Stored items:

◇ ◇ ◇ ◇ ◇ ◇ ◇

PR #2505, opened 2013-05-02
Emscriptenate

j4m3z0r:
Patch to add Emscripten support. Basic changes:
- Add pre-build freetype, libpng, etc for Emscripten
- Add submodule for Emscripten
- Add platform directory for Emscripten
- Add code to push vertex data to server-side buffers as WebGL does not support client-side buffers.
- Lots of little fixes.

Current status is that it can run the TestCpp sample. Almost all tests run, still some visual glitches, but probably good enough to start building on top of now.

To build, run

```
make -f Makefile.emscripten
```

JS, HTML, data files will be put into the standard proj.emscripten/bin/release directories. Note that these files need to be hosted on a webserver to run, as they depend on XHRs.

Ricardo Quesada has taken a look at the diff, and we agree that this is a great facility to add to Cocos2D-X. He's suggested using object composition for the vertex buffer code. Let's discuss on the mailing list, and if we need to re-work it, I'll submit another pull. I think this follows the structure of the current code though, so would like to start with this.

### DIFF
--- a/README.mdown
+++ b/README.mdown
@@ -24,6 +24,8 @@ Supported Platforms
    * Windows: stable, well tested on WinXP/Vista/Win7. Please upgrde the drive
      of your video card if you meet problems on OpenGL functions
    * Linux: support but not very stable.
+   * Emscripten: Alpha-level. Most features implemented. Needs testing.
+     Contributed by Zynga staff.
 
 You can visit our continuous integration system http://ci.cocos2d-x.org to
 check the stability on edge version.


minggo:
@j4m3z0r 
What's emscriptenate port?
Bring cocos2d-x to web browser?

rtissera:
This is support to write game in pure C++ through Cocos2D-X and publish as HTML5 application thanks to Emscripten.
Emscripten is a highly efficient C++ --> JS compiler based on LLVM and Google Closure Compiler.

j4m3z0r:
@minggo 
Basically, yes. Emscripten is a C++ compiler that emits JavaScript. With this patch you can take an existing game written in C++ using cocos2d-x and deploy it to the web with very few modifications.

minggo:
Awesome.

@j4m3z0r 
Could you resolve conflicts?

j4m3z0r:
Hi Minggo,

I went through and did a rebase against cocos2dx/master, and have tested that I can merge my changes against that tree now and that they build and run.

Will that work for you?

minggo:
It can be merged now.
Thank you.
Could you write a document to describe how to run it on web browser?

j4m3z0r:
Absolutely. Where is the best place for it? I can add a README, or would you rather something on a Wiki? The instructions are actually very short.

j4m3z0r:
Ok, I see you've got a wiki linked, and the README also enumerates targetable platforms. I'll add a line about Emscripten support to the README and register for the wiki so I can add some content there.

minggo:
I have added an item for `EMSCRIPTEN` in [cocos2d-x wiki page](http://www.cocos2d-x.org/projects/cocos2d-x/wiki/Developers_Manual).

Now the code uses macro `EMSCRIPTEN` to do EMSCRIPTEN special operation. It makes codes not so elegant, any other way to do it more elegant?

j4m3z0r:
I thought a lot about that. I'm not happy about them either.

The main use of the #ifdef EMSCRIPTEN blocks is to transfer data to server-side OpenGL buffers, rather than the client-side behavior that was originally in there. There are two ways we could avoid those that I can think of:
1. Switch everything to using server-side arrays (ie, remove the non EMSCRIPTEN blocks)
2. Re-factor the code to use a separate graph traversal pass and rendering pass. We could then have an EmscriptenRenderer that knew to have this behavior.

I asked Ricardo his thoughts on (1), and he felt that it would slow down some calls, so we shouldn't do that -- fair enough.

FWIW, I think (2) is the right answer, but that is a significant refactoring effort that would likely destabilize the code for a while, so I went with the safer (if slightly uglier) option.

minggo:
Got it.
Thank you.

minggo:
I am sorry. I modified AUTHORS file which cause conflict to this PR.
Could you please resolve it, i will merge it.

j4m3z0r:
Working on this now.

j4m3z0r:
Do you want a new rebase, or will a merge suffice?

minggo:
I will merge this PR, and you can refactor it later in other PR.
What's your opinion?

j4m3z0r:
Ok, so that changeset should resolve the conflict with AUTHORS (I re-rebased), and adds a note to README about the Emscripten support.

I'd say go ahead and merge that: whilst not perfect, it will be useful to people looking to deploy to the web.

Regarding the refactor -- let's discuss further. I would rather get some more fixes to improve performance and add features first (for instance, the current code does not do sound -- would like to get that added).

j4m3z0r:
Ok, I've now added basic getting started documentation at

http://www.cocos2d-x.org/projects/cocos2d-x/wiki/Emscriptenate

BTW, this probably belongs under a "Setting up development environments" section called "Emscripten". Did you want to move the page?

Let me know once this is merged.

minggo:
Because AUTHORS is frequently modified, so i resolve it in #2521.
I wanted to send a PR to you, but failed.

Please review it or you resolved conflict by yourself?

j4m3z0r:
The AUTHORS file in your Emscriptenate branch looks fine to me -- can you just merge into master from there?

I'm new to git, so if you need me to do something, send clear instructions. Happy to do whatever you need, but keep it simple :)

minggo:
I wanted to send PR to you, but failed. I can not select you when sending pull request.
How about send you the merged AUTHORS to you?

minggo:
I can not find your email address.
How about send me a letter: xiaoming.zhang@cocos2d-x.org?

minggo:
I merged code, please synchronize your codes then have a test.

j4m3z0r:
I just pulled down master and built and it seems fine to me. Thanks!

◇ ◇ ◇ ◇ ◇ ◇ ◇

### DESCRIPTION OF THE TASK
Retype all of the data exactly. Leave nothing out.

### TASK RESPONSE
PR #2505, opened 2013-05-02
Emscriptenate

j4m3z0r:
Patch to add Emscripten support. Basic changes:
- Add pre-build freetype, libpng, etc for Emscripten
- Add submodule for Emscripten
- Add platform directory for Emscripten
- Add code to push vertex data to server-side buffers as WebGL does not support client-side buffers.
- Lots of little fixes.

Current status is that it can run the TestCpp sample. Almost all tests run, still some visual glitches, but probably good enough to start building on top of now.

To build, run

```
make -f Makefile.emscripten
```

JS, HTML, data files will be put into the standard proj.emscripten/bin/release directories. Note that these files need to be hosted on a webserver to run, as they depend on XHRs.

Ricardo Quesada has taken a look at the diff, and we agree that this is a great facility to add to Cocos2D-X. He's suggested using object composition for the vertex buffer code. Let's discuss on the mailing list, and if we need to re-work it, I'll submit another pull. I think this follows the structure of the current code though, so would like to start with this.

### DIFF
--- a/README.mdown
+++ b/README.mdown
@@ -24,6 +24,8 @@ Supported Platforms
    * Windows: stable, well tested on WinXP/Vista/Win7. Please upgrde the drive
      of your video card if you meet problems on OpenGL functions
    * Linux: support but not very stable.
+   * Emscripten: Alpha-level. Most features implemented. Needs testing.
+     Contributed by Zynga staff.
 
 You can visit our continuous integration system http://ci.cocos2d-x.org to
 check the stability on edge version.


minggo:
@j4m3z0r 
What's emscriptenate port?
Bring cocos2d-x to web browser?

rtissera:
This is support to write game in pure C++ through Cocos2D-X and publish as HTML5 application thanks to Emscripten.
Emscripten is a highly efficient C++ --> JS compiler based on LLVM and Google Closure Compiler.

j4m3z0r:
@minggo 
Basically, yes. Emscripten is a C++ compiler that emits JavaScript. With this patch you can take an existing game written in C++ using cocos2d-x and deploy it to the web with very few modifications.

minggo:
Awesome.

@j4m3z0r 
Could you resolve conflicts?

j4m3z0r:
Hi Minggo,

I went through and did a rebase against cocos2dx/master, and have tested that I can merge my changes against that tree now and that they build and run.

Will that work for you?

minggo:
It can be merged now.
Thank you.
Could you write a document to describe how to run it on web browser?

j4m3z0r:
Absolutely. Where is the best place for it? I can add a README, or would you rather something on a Wiki? The instructions are actually very short.

j4m3z0r:
Ok, I see you've got a wiki linked, and the README also enumerates targetable platforms. I'll add a line about Emscripten support to the README and register for the wiki so I can add some content there.

minggo:
I have added an item for `EMSCRIPTEN` in [cocos2d-x wiki page](http://www.cocos2d-x.org/projects/cocos2d-x/wiki/Developers_Manual).

Now the code uses macro `EMSCRIPTEN` to do EMSCRIPTEN special operation. It makes codes not so elegant, any other way to do it more elegant?

j4m3z0r:
I thought a lot about that. I'm not happy about them either.

The main use of the #ifdef EMSCRIPTEN blocks is to transfer data to server-side OpenGL buffers, rather than the client-side behavior that was originally in there. There are two ways we could avoid those that I can think of:
1. Switch everything to using server-side arrays (ie, remove the non EMSCRIPTEN blocks)
2. Re-factor the code to use a separate graph traversal pass and rendering pass. We could then have an EmscriptenRenderer that knew to have this behavior.

I asked Ricardo his thoughts on (1), and he felt that it would slow down some calls, so we shouldn't do that -- fair enough.

FWIW, I think (2) is the right answer, but that is a significant refactoring effort that would likely destabilize the code for a while, so I went with the safer (if slightly uglier) option.

minggo:
Got it.
Thank you.

minggo:
I am sorry. I modified AUTHORS file which cause conflict to this PR.
Could you please resolve it, i will merge it.

j4m3z0r:
Working on this now.

j4m3z0r:
Do you want a new rebase, or will a merge suffice?

minggo:
I will merge this PR, and you can refactor it later in other PR.
What's your opinion?

j4m3z0r:
Ok, so that changeset should resolve the conflict with AUTHORS (I re-rebased), and adds a note to README about the Emscripten support.

I'd say go ahead and merge that: whilst not perfect, it will be useful to people looking to deploy to the web.

Regarding the refactor -- let's discuss further. I would rather get some more fixes to improve performance and add features first (for instance, the current code does not do sound -- would like to get that added).

j4m3z0r:
Ok, I've now added basic getting started documentation at

http://www.cocos2d-x.org/projects/cocos2d-x/wiki/Emscriptenate

BTW, this probably belongs under a "Setting up development environments" section called "Emscripten". Did you want to move the page?

Let me know once this is merged.

minggo:
Because AUTHORS is frequently modified, so i resolve it in #2521.
I wanted to send a PR to you, but failed.

Please review it or you resolved conflict by yourself?

j4m3z0r:
The AUTHORS file in your Emscriptenate branch looks fine to me -- can you just merge into master from there?

I'm new to git, so if you need me to do something, send clear instructions. Happy to do whatever you need, but keep it simple :)

minggo:
I wanted to send PR to you, but failed. I can not select you when sending pull request.
How about send you the merged AUTHORS to you?

minggo:
I can not find your email address.
How about send me a letter: xiaoming.zhang@cocos2d-x.org?

minggo:
I merged code, please synchronize your codes then have a test.

j4m3z0r:
I just pulled down master and built and it seems fine to me. Thanks!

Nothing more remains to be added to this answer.